■ **Exercise instructions**
An exact restatement of every record is required.

- - - - - - -

PR #5432, opened 2024-02-06
feat: LEAP-648: Reset and recalculate project summary

makseq:
Adds "Reset Cache" button to the Danger Zone page within project settings. Tested using pytest rather than tavern for fine-grained control over the contents of ProjectSummary json fields

image


label_studio/projects/functions/utils.py
```diff
@@ -26,3 +26,17 @@ def make_queryset_from_iterable(tasks_list):
...
+    if project.annotations.exists():
+        summary.update_created_annotations_and_labels(project.annotations.all())
+    else:
+        summary.save(update_fields=['created_labels'])
+    summary.created_labels_drafts = {}
+    drafts = AnnotationDraft.objects.filter(task__project=project)
+    if drafts.exists():
+        summary.update_created_labels_drafts(drafts)
+    else:
+        summary.save(update_fields=['created_labels_drafts'])
```
jombooth: Do we really need this branching? Seems to me that if there are no drafts, `update_created_labels_drafts` should save an empty dict of drafts anyway, right?

web/apps/labelstudio/src/pages/Settings/DangerZone.js
```diff
@@ -59,11 +65,20 @@ export const DangerZone = () => {
     type: 'predictions',
     disabled: true, //&& !project.total_predictions_number,
     label: `Delete ${project.total_predictions_number} Predictions`,
+  }, {
+    type: 'label_cache',
+    help:
+      `If you are unable to modify the labeling configuration due to validation errors ` +
+      `concerning existing labels, but you are confident that the labels don't exist. You can ` +
+      `use this action to reset the cache and try again.`,
+    label: `Reset Label Cache`,
```
hlomzik:
```suggestion
      'If you are unable to modify the labeling configuration due to validation errors ' +
      'concerning existing labels, but you are confident that the labels don't exist. You can ' +
      'use this action to reset the cache and try again.',
    label: 'Reset Label Cache',
```

web/apps/labelstudio/src/pages/Settings/DangerZone.js
```diff
@@ -28,6 +28,12 @@ export const DangerZone = () => {
           // console.log('delete tasks');
         } else if(type === 'predictions') {
           // console.log('delete predictions');
+        } else if(type === 'label_cache') {
```
hlomzik:
```suggestion
        } else if (type === 'label_cache') {
```

label_studio/projects/functions/utils.py
```diff
@@ -26,3 +26,17 @@ def make_queryset_from_iterable(tasks_list):
                 raise ValueError(f'Unknown object type: {str(task)}')
         queryset = Task.objects.filter(id__in=ids)
     return queryset
+
+
+def recalculate_created_labels_from_scratch(project, summary):
+    summary.created_labels = {}
```
jombooth: should we also clear out `summary.created_annotations` here? If so, we should probably rename the function. If not, I'm concerned that `update_created_annotations_and_labels` may further mess up `summary.created_annotations`

label_studio/projects/functions/utils.py
```diff
@@ -26,3 +26,17 @@ def make_queryset_from_iterable(tasks_list):
...
+    if project.annotations.exists():
+        summary.update_created_annotations_and_labels(project.annotations.all())
+    else:
+        summary.save(update_fields=['created_labels'])
```
jombooth: ditto feedback below re: the branching, though it's more complicated in this case because there are two fields potentially affected by the first codepath.

label_studio/projects/api.py
```diff
@@ -397,6 +399,31 @@ def get(self, *args, **kwargs):
         return super(ProjectSummaryAPI, self).get(*args, **kwargs)
 
 
+class ProjectSummaryResetCreatedLabelsAPI(GetParentObjectMixin, generics.CreateAPIView):
```
jombooth: Please add a unit test for this API. Also, is the `IsAuthenticated` permission not needed here? I do see that `GetParentObjectMixin` will check object permissions, but I'm not sure if that means we don't need to check authentication. Either way, this could be checked in a test.

label_studio/projects/models.py
```diff
@@ -1200,6 +1200,15 @@ def update_created_annotations_and_labels(self, annotations):
         self.save(update_fields=['created_annotations', 'created_labels'])
 
     def remove_created_annotations_and_labels(self, annotations):
+        # we are going to remove all drafts, make full refresh
+        if self.project.annotations.count() == annotations.count():
```
jombooth: Why do these need to be equal?

label_studio/projects/functions/utils.py
makseq: I just wanted to make it maximally clear, and who knows - maybe update_created_labels_drafts will be changed after sometime, however this reset function will have 100% confidence that it was reset to {}.

label_studio/projects/functions/utils.py
makseq: you are right, added created_annotations too and renamed the func.

label_studio/projects/functions/utils.py
jombooth: I think the invariant that this call resets to `{}` if there are no drafts would be better captured in a unit test instead (same for https://github.com/HumanSignal/label-studio/pull/5432#discussion_r1480632602)

label_studio/projects/functions/utils.py
makseq: should be fixed now

label_studio/projects/models.py
makseq: this way we can know that all existing annotations in the project are going to be removed and it's a special case where we can totally reset created_labels = {}

label_studio/projects/api.py
makseq: there is below:
```
  permission_required = ViewClassPermission(
        POST=all_permissions.projects_change,
    )
```
isn't it enough?

label_studio/projects/functions/utils.py
makseq: hm.. sorry, I don't understand what invariant you mean..

label_studio/projects/api.py
makseq: tests are added

label_studio/projects/models.py
makseq: other words - this signals that annotations will be deleted fully

label_studio/projects/models.py
```diff
@@ -1200,6 +1200,15 @@ def update_created_annotations_and_labels(self, annotations):
         self.save(update_fields=['created_annotations', 'created_labels'])
 
     def remove_created_annotations_and_labels(self, annotations):
+        # we are going to remove all drafts, make full refresh
+        if self.project.annotations.count() == len(annotations):
+            # it's hard to calculate created_labels_drafts properly, so it's better to reset it completely
```
jombooth: these comments are copy-pasted from below, please fix them to refer to annotations and labels rather than drafts

label_studio/projects/functions/utils.py
jombooth: The behavior where there are no drafts on the project is now captured by this unit test:

https://github.com/HumanSignal/label-studio/pull/5432/files#diff-fc2a039da0975ee919925c1f66e53984db5044b15d741eed50f66837eae03364R63-R95

The behavior where there are no annotations on the project is now captured by this unit test:

https://github.com/HumanSignal/label-studio/pull/5432/files#diff-fc2a039da0975ee919925c1f66e53984db5044b15d741eed50f66837eae03364R27-R60

Now we don't have to check whether `drafts.exists()` in this function, or call `save()` in a separate codepath, because we know from the tests that the `update_created_labels_drafts` function will do the right thing when the field on the summary has been cleared.

label_studio/projects/api.py
jombooth: https://github.com/HumanSignal/label-studio/pull/5432/files#diff-fc2a039da0975ee919925c1f66e53984db5044b15d741eed50f66837eae03364R141-R148 <- this test specifically covers what happens when a logged out user hits this endpoint

jombooth (approved):

MihajloHoma (approved):

triklozoid (approved):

- - - - - - -

■ **Written response**
PR #5432, opened 2024-02-06
feat: LEAP-648: Reset and recalculate project summary

makseq:
Adds "Reset Cache" button to the Danger Zone page within project settings. Tested using pytest rather than tavern for fine-grained control over the contents of ProjectSummary json fields

image


label_studio/projects/functions/utils.py
```diff
@@ -26,3 +26,17 @@ def make_queryset_from_iterable(tasks_list):
...
+    if project.annotations.exists():
+        summary.update_created_annotations_and_labels(project.annotations.all())
+    else:
+        summary.save(update_fields=['created_labels'])
+    summary.created_labels_drafts = {}
+    drafts = AnnotationDraft.objects.filter(task__project=project)
+    if drafts.exists():
+        summary.update_created_labels_drafts(drafts)
+    else:
+        summary.save(update_fields=['created_labels_drafts'])
```
jombooth: Do we really need this branching? Seems to me that if there are no drafts, `update_created_labels_drafts` should save an empty dict of drafts anyway, right?

web/apps/labelstudio/src/pages/Settings/DangerZone.js
```diff
@@ -59,11 +65,20 @@ export const DangerZone = () => {
     type: 'predictions',
     disabled: true, //&& !project.total_predictions_number,
     label: `Delete ${project.total_predictions_number} Predictions`,
+  }, {
+    type: 'label_cache',
+    help:
+      `If you are unable to modify the labeling configuration due to validation errors ` +
+      `concerning existing labels, but you are confident that the labels don't exist. You can ` +
+      `use this action to reset the cache and try again.`,
+    label: `Reset Label Cache`,
```
hlomzik:
```suggestion
      'If you are unable to modify the labeling configuration due to validation errors ' +
      'concerning existing labels, but you are confident that the labels don't exist. You can ' +
      'use this action to reset the cache and try again.',
    label: 'Reset Label Cache',
```

web/apps/labelstudio/src/pages/Settings/DangerZone.js
```diff
@@ -28,6 +28,12 @@ export const DangerZone = () => {
           // console.log('delete tasks');
         } else if(type === 'predictions') {
           // console.log('delete predictions');
+        } else if(type === 'label_cache') {
```
hlomzik:
```suggestion
        } else if (type === 'label_cache') {
```

label_studio/projects/functions/utils.py
```diff
@@ -26,3 +26,17 @@ def make_queryset_from_iterable(tasks_list):
                 raise ValueError(f'Unknown object type: {str(task)}')
         queryset = Task.objects.filter(id__in=ids)
     return queryset
+
+
+def recalculate_created_labels_from_scratch(project, summary):
+    summary.created_labels = {}
```
jombooth: should we also clear out `summary.created_annotations` here? If so, we should probably rename the function. If not, I'm concerned that `update_created_annotations_and_labels` may further mess up `summary.created_annotations`

label_studio/projects/functions/utils.py
```diff
@@ -26,3 +26,17 @@ def make_queryset_from_iterable(tasks_list):
...
+    if project.annotations.exists():
+        summary.update_created_annotations_and_labels(project.annotations.all())
+    else:
+        summary.save(update_fields=['created_labels'])
```
jombooth: ditto feedback below re: the branching, though it's more complicated in this case because there are two fields potentially affected by the first codepath.

label_studio/projects/api.py
```diff
@@ -397,6 +399,31 @@ def get(self, *args, **kwargs):
         return super(ProjectSummaryAPI, self).get(*args, **kwargs)
 
 
+class ProjectSummaryResetCreatedLabelsAPI(GetParentObjectMixin, generics.CreateAPIView):
```
jombooth: Please add a unit test for this API. Also, is the `IsAuthenticated` permission not needed here? I do see that `GetParentObjectMixin` will check object permissions, but I'm not sure if that means we don't need to check authentication. Either way, this could be checked in a test.

label_studio/projects/models.py
```diff
@@ -1200,6 +1200,15 @@ def update_created_annotations_and_labels(self, annotations):
         self.save(update_fields=['created_annotations', 'created_labels'])
 
     def remove_created_annotations_and_labels(self, annotations):
+        # we are going to remove all drafts, make full refresh
+        if self.project.annotations.count() == annotations.count():
```
jombooth: Why do these need to be equal?

label_studio/projects/functions/utils.py
makseq: I just wanted to make it maximally clear, and who knows - maybe update_created_labels_drafts will be changed after sometime, however this reset function will have 100% confidence that it was reset to {}.

label_studio/projects/functions/utils.py
makseq: you are right, added created_annotations too and renamed the func.

label_studio/projects/functions/utils.py
jombooth: I think the invariant that this call resets to `{}` if there are no drafts would be better captured in a unit test instead (same for https://github.com/HumanSignal/label-studio/pull/5432#discussion_r1480632602)

label_studio/projects/functions/utils.py
makseq: should be fixed now

label_studio/projects/models.py
makseq: this way we can know that all existing annotations in the project are going to be removed and it's a special case where we can totally reset created_labels = {}

label_studio/projects/api.py
makseq: there is below:
```
  permission_required = ViewClassPermission(
        POST=all_permissions.projects_change,
    )
```
isn't it enough?

label_studio/projects/functions/utils.py
makseq: hm.. sorry, I don't understand what invariant you mean..

label_studio/projects/api.py
makseq: tests are added

label_studio/projects/models.py
makseq: other words - this signals that annotations will be deleted fully

label_studio/projects/models.py
```diff
@@ -1200,6 +1200,15 @@ def update_created_annotations_and_labels(self, annotations):
         self.save(update_fields=['created_annotations', 'created_labels'])
 
     def remove_created_annotations_and_labels(self, annotations):
+        # we are going to remove all drafts, make full refresh
+        if self.project.annotations.count() == len(annotations):
+            # it's hard to calculate created_labels_drafts properly, so it's better to reset it completely
```
jombooth: these comments are copy-pasted from below, please fix them to refer to annotations and labels rather than drafts

label_studio/projects/functions/utils.py
jombooth: The behavior where there are no drafts on the project is now captured by this unit test:

https://github.com/HumanSignal/label-studio/pull/5432/files#diff-fc2a039da0975ee919925c1f66e53984db5044b15d741eed50f66837eae03364R63-R95

The behavior where there are no annotations on the project is now captured by this unit test:

https://github.com/HumanSignal/label-studio/pull/5432/files#diff-fc2a039da0975ee919925c1f66e53984db5044b15d741eed50f66837eae03364R27-R60

Now we don't have to check whether `drafts.exists()` in this function, or call `save()` in a separate codepath, because we know from the tests that the `update_created_labels_drafts` function will do the right thing when the field on the summary has been cleared.

label_studio/projects/api.py
jombooth: https://github.com/HumanSignal/label-studio/pull/5432/files#diff-fc2a039da0975ee919925c1f66e53984db5044b15d741eed50f66837eae03364R141-R148 <- this test specifically covers what happens when a logged out user hits this endpoint

jombooth (approved):

MihajloHoma (approved):

triklozoid (approved):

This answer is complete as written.